The FAPL grant licences to broadcasters in a number of different territories. Mr Luxton purchased a satellite decoder card sold by Viasat AS, a Danish broadcaster. Mr Luxton had sought to purchase a commercial satellite card for this purpose. However, Viasat had run out of licensees to provide a commercial package and a domestic card was installed instead. Mr Luxton alleges that at all times he thought he had purchased a commercial package.
On the face of the facts it appears a rather typical copyright infringement case. However, Mr Luxton sought to challenge the judgment by relying on European Competition law namely Articles 56 of the Treaty on the Functioning of the European Union (TFEU). Mr Luxton had two main arguments as follows:
- That in reality this was an illicit attempt by the FAPL to preclude his use of a foreign decoder card to receive broadcasts from a foreign broadcaster within the EU;
- That the arrangement between Premier League and its licenses elsewhere in Europe prevented him from being supplied with a foreign decoder card authorised for commercial use.
The Court of Appeal sided with the previous High Court decision. Lord Justice Floyd stated that 'the infringing activity, and therefore the enforcement action taken to prevent it, are not the results of unlawful agreements and practice relied on'.

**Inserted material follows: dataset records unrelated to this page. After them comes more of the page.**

PR #3073, opened 2022-07-24
More window open overrides

ElectroJr:
- Adds a generic function that attempts to place the center of a window at some relative position.
- Makes `OpenCentered()` & `OpenToLeft()` use this function.
- Adds `OpenCenteredLeft()`, `OpenCenteredRight()`, and `OpenToRight()`.

### DIFF
--- a/Robust.Client/UserInterface/CustomControls/BaseWindow.cs
+++ b/Robust.Client/UserInterface/CustomControls/BaseWindow.cs
@@ -227,39 +227,50 @@ namespace Robust.Client.UserInterface.CustomControls
             Opened();
         }
 
-        public void OpenCentered()
+        public void OpenCentered() => OpenCentered((0.5f, 0.5f));
+        public void OpenToLeft() => OpenCentered((0, 0.5f));
+        public void OpenCenteredLeft() => OpenCentered((0.25f, 0.5f));
+        public void OpenToRight() => OpenCentered((1, 0.5f));
+        public void OpenCenteredRight() => OpenCentered((0.75f, 0.5f));
+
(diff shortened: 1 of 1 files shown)


Mirino97:
Very, very based.

wrexbe (approved):

Robust.Client/UserInterface/CustomControls/BaseWindow.cs
```diff
@@ -227,39 +227,50 @@ public void Open()
...
+        public void OpenCenteredLeft() => OpenCentered((0.25f, 0.5f));
+        public void OpenToRight() => OpenCentered((1, 0.5f));
+        public void OpenCenteredRight() => OpenCentered((0.75f, 0.5f));
+
+        /// <summary>
+        ///     Opens a window, attempting to place the center of the window at some relative point on the screen.
+        /// </summary>
+        /// <param name="relativePosition">Fractional screen position. So (0,0) is the upper left, and (1,1) is the
+        /// lower right.</param>
+        public void OpenCentered(Vector2 relativePosition)
```
mirrorcult: to me 'opencentered' taking a vector2 implies that this would be offset from the center of the screen, not like just fractional screen position. so this should probably just be called `OpenAt` or `Open`

ElectroJr: which is better: `OpenAt` or `OpenCenteredAt`

wrexbe: OpenCenteredAt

Had Mr Luxton been successful there may well have been a flurry of litigation from other publicans against who copyright infringement has been alleged. However, it also remains to be seen whether there would have been a different outcome had Mr Luxton obtained a commercial satellite card.
Media Players Containing Links to Unauthorised Content
Following on from the decision in GS Media v Samona, Advocate General Campos Sánchez-Bordona has given an opinion on whether hyperlinks (which linked to unauthorised content) contained in a media player constituted copyright infringement (Case C-5237/15).
Jack Fredrick Wullwms, offered to the public various versions of a multimedia player which included a number of add-ons. Some of these add-ons linked to unauthorised content such as films and live sporting events which could be played through his media player. The case had been referred to the CJEU prior to waiting for the decision in GS Media on the basis that the facts of the case were so different.
Advocate General Campos Sánchez-Bordona ruled that the inclusion of hyperlinks in a multimedia player did amount to copy infringement for the following reasons:
- Mr Wullems installed add-ons with hyperlinks to websites providing unrestricted access to copyright-protected works;
- Mr Wullems was, or ought to have been, aware that some of those add-ons included links to digital content uploaded to the internet without the right-holders' authorisation;
- Mr Wullems was operating in pursuit of a profit, given that he was selling his multimedia player.
While the decision is not controversial it does reinforce the principles and test outlined in GS Media as being the correct approach when considering whether hyperlinking to another website or content constitutes an infringement.